= Beginning of Section =

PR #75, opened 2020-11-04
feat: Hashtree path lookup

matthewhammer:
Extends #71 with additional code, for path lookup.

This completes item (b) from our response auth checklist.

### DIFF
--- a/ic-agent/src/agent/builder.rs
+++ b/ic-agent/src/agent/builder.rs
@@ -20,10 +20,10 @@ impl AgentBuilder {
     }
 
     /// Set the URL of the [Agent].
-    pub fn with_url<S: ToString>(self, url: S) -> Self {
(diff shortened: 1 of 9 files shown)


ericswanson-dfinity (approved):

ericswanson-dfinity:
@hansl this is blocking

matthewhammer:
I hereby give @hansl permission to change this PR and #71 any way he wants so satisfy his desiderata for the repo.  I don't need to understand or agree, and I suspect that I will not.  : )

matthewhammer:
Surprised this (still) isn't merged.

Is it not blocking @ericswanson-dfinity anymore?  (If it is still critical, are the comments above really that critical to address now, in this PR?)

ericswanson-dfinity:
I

= End of Section =

EXERCISE GOAL -> When a line in the material above includes the word "dfinity", copy that line.

TASK OUTPUT ->
ericswanson-dfinity (approved):
ericswanson-dfinity:
Is it not blocking @ericswanson-dfinity anymore?  (If it is still critical, are the comments above really that critical to address now, in this PR?)
ericswanson-dfinity:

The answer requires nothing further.